Fix: Implement exponential backoff with jitter: 1s, 2s, 4s, 8s, 16s, 32s (cap). Add ±20% random jitter to prevent thundering herd when power is restored to an entire factory.

Pitfall 4: Split-Brain After Long Outage

Symptom: After a 30-minute outage, the cloud receives 30 minutes of buffered historical data mixed with real-time data, confusing dashboards and alerts.

Cause: Buffered data is timestamped correctly but arrives all at once, triggering alert rules that check "most recent value."

Fix: Cloud-side ingestion must respect the embedded timestamp, not the arrival time. Alert rules should use the tag's timestamp field, not the message receipt time. This is a cloud architecture decision, but the edge must include accurate timestamps in every batch group.

How machineCDN Handles Store-and-Forward

machineCDN's edge agent implements the full store-and-forward pattern described here: page-based memory buffers, non-blocking MQTT with activity watchdog, automatic reconnection, and bidirectional command queuing. The buffer survives cellular outages, VPN drops, and cloud endpoint maintenance windows without losing a single tag value.

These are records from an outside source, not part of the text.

PR #3072, opened 2021-02-10
use operationId where possible in o2k generation

dimitropoulos:
Currently o2k generates custom incremental route names, Swagger already has a mechanism which allows the user to give routes a unique identifier through operationId which o2k should use before falling back to generated route names.


packages/insomnia-app/package.json
```diff
@@ -100,7 +100,7 @@
     "@hot-loader/react-dom": "^16.8.6",
     "@stoplight/spectral": "^4.1.1",
     "aws4": "^1.9.0",
-    "axios": "^0.19.0",
+    "axios": "^0.21.1",
```
DMarby: I think this change is fine, but in general we try to avoid unrelated changes in a PR, so in the future it would be good if something like this went into a separate PR

nijikokun (approved):
💯

packages/openapi-2-kong/src/declarative-config/services.js
```diff
@@ -95,20 +95,31 @@ export function generateRouteName(
...
-    const pathSlug = generateSlug((pathItem: Object)['x-kong-name']);
+  // as a product requirement, `x-kong-name` values takes precedence over `operationId` or other OpenAPI values
+
+  // method-level `x-kong-name` has the highest priority
+  if (typeof pathItem[method]['x-kong-name'] === 'string') {
+    return pathItem[method]['x-kong-name'];
+  }
+
+  // path-level `x-kong-name` has the second highest priority
+  if (typeof pathItem['x-kong-name'] === 'string') {
```
nijikokun, line 108: Actually, missed this in my initial review, the order here - while directive based - should also be hierarchical. Since `x-kong-name` is on the path, and not the method it should be as follows:

Current:

- `path.method.x-kong-name`
- `path.x-kong-name`
- `path.method.operationId`
- `generated`

Expected:

- `path.method.x-kong-name`
- `path.method.operationId`
- `path.x-kong-name`
- `generated`

nijikokun: Actually, missed this in my initial review, the order here - while directive based - should also be hierarchical. Since `x-kong-name` is on the path, and not the method it should be as follows:

Current:

- `$.path.method.x-kong-name`
- `$.path.x-kong-name`
- `$.path.method.operationId`
- `generated`

Expected:

- `$.path.method.x-kong-name`
- `$.path.method.operationId`
- `$.path.x-kong-name`
- `generated`

nijikokun (changes requested):

DMarby (approved):
Awesome 🎉

packages/openapi-2-kong/src/__fixtures__/api-with-examples.expected.json
```diff
@@ -9,14 +9,14 @@
...
-          "name": "Simple_API_overview-path-get",
+          "name": "x-kong-name-override-at-method",
           "paths": ["/$"]
         },
         {
           "methods": ["GET"],
           "strip_path": false,
           "tags": ["OAS3_import", "OAS3file_api-with-examples.yaml"],
-          "name": "Simple_API_overview-path_1-get",
+          "name": "Simple_API_overview-x_kong_name_override_at_path_item-get",
```
develohpanda: Are we aware of any name length limits in Kong?

packages/openapi-2-kong/src/__fixtures__/api-with-examples.yaml
```diff
@@ -6,7 +6,9 @@ servers:
   - url: http://backend.com/path
 paths:
   /:
+    x-kong-name: x-kong-name-override-at-path-item
     get:
+      x-kong-name: x-kong-name-override-at-method
```
develohpanda, line 11: 💯

packages/openapi-2-kong/src/declarative-config/services.js
develohpanda: I recall there is similar logic in the kong-for-kubernetes generation, they should probably match when we get around to updating that one as well

packages/openapi-2-kong/types/openapi3.flow.js
```diff
@@ -1,5 +1,9 @@
 // @flow
 
+declare type XKongName = {
+  'x-kong-name'?: string,
+};
```
develohpanda, line 5: Here comes the venture into flow types 😆 

These flow declaration files are _mostly_ pretty good. TS didn't complain too much after converting, yay!

develohpanda (approved):
LGTM, awesome!

packages/openapi-2-kong/types/openapi3.flow.js
dimitropoulos: :)

packages/openapi-2-kong/src/declarative-config/__tests__/names.test.js
```diff
@@ -0,0 +1,77 @@
...
+        },
+      },
+    },
+    '/planet-smasher',
+    'post',
+  );
+  expect(name).toEqual(expected);
+};
+
+describe('names', () => {
```
DMarby, line 28: 🔥

DMarby (approved):
:shipit:

packages/openapi-2-kong/src/__fixtures__/api-with-examples.expected.json
dimitropoulos: I hope not, haha, because one of the prior ones was (before this PR) `httpbin-Returns_the_specified_HTTP_status_code_or_a_random_status_code_if_more_than_one_are_given-delete`

develohpanda: 🤣

dimitropoulos: (resolving since no name is now longer than before)

nijikokun (approved):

For teams running equipment in locations with unreliable connectivity — remote water treatment plants, offshore platforms, mobile fleets — this buffering layer is the difference between an IIoT deployment that delivers 95% of data and one that delivers 99.9%.

Key Takeaways

1. MQTT QoS doesn't protect data during disconnections. You need application-level store-and-forward buffering.
2. Pre-allocate all buffer memory at startup to avoid fragmentation and OOM on long-running embedded systems.
3. Use page-based buffer pools with explicit free/write/send lifecycle management.
4. Never block the PLC reader on network operations. Separate the data producer from the transport layer.
5. Implement an activity-based watchdog beyond MQTT keepalive to catch zombie connections.
6. Run MQTT reconnection asynchronously with exponential backoff and jitter.
7. Include accurate timestamps in every data group so cloud-side processing can distinguish buffered historical data from real-time data.

The edge-to-cloud pipeline is only as reliable as its weakest link. Store-and-forward buffering makes that link the network itself — not your software.